→ REQUIREMENT
The output should be limited to the line holding "This PR replaces #2565" and the lines after it through the end of the entries, each restated exactly.

→ RECORDED DATA
PR #2566, opened 2017-05-15
Allow kubelet to load missing kernel modules

databus23:
The `kubenet` network plugin uses `ebtables` to set up some [dedup rules](https://github.com/kubernetes/kubernetes/blob/0480917b552be33e2dba47386e51decb1a211df6/pkg/kubelet/network/kubenet/kubenet_linux.go#L808). `ebtables` tries to automatically load missing `ebt_*` kernel modules when first used. Without access to `/lib/modules` this fails and `kubenet` subsequently fails to ensure the ebtables rules.

This PR replaces #2565


pbx0:
@databus23 Could you change the volume name to `coreos-lib-modules` per github.com/coreos/coreos-overlay/pull/2570

databus23:
@pbx0 done

pbx0:
cc @dm0-  @lucab 

@databus23 Thanks for the quick update! I believe this needs a rebase as well now that some other kubelet-wrapper changes have gone in, if you don't mind.

databus23:
@pbx0 squashed and rebased

pbx0:
ping @euank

→ EXERCISE ANSWER
This PR replaces #2565


pbx0:
@databus23 Could you change the volume name to `coreos-lib-modules` per github.com/coreos/coreos-overlay/pull/2570

databus23:
@pbx0 done

pbx0:
cc @dm0-  @lucab 

@databus23 Thanks for the quick update! I believe this needs a rebase as well now that some other kubelet-wrapper changes have gone in, if you don't mind.

databus23:
@pbx0 squashed and rebased

pbx0:
ping @euank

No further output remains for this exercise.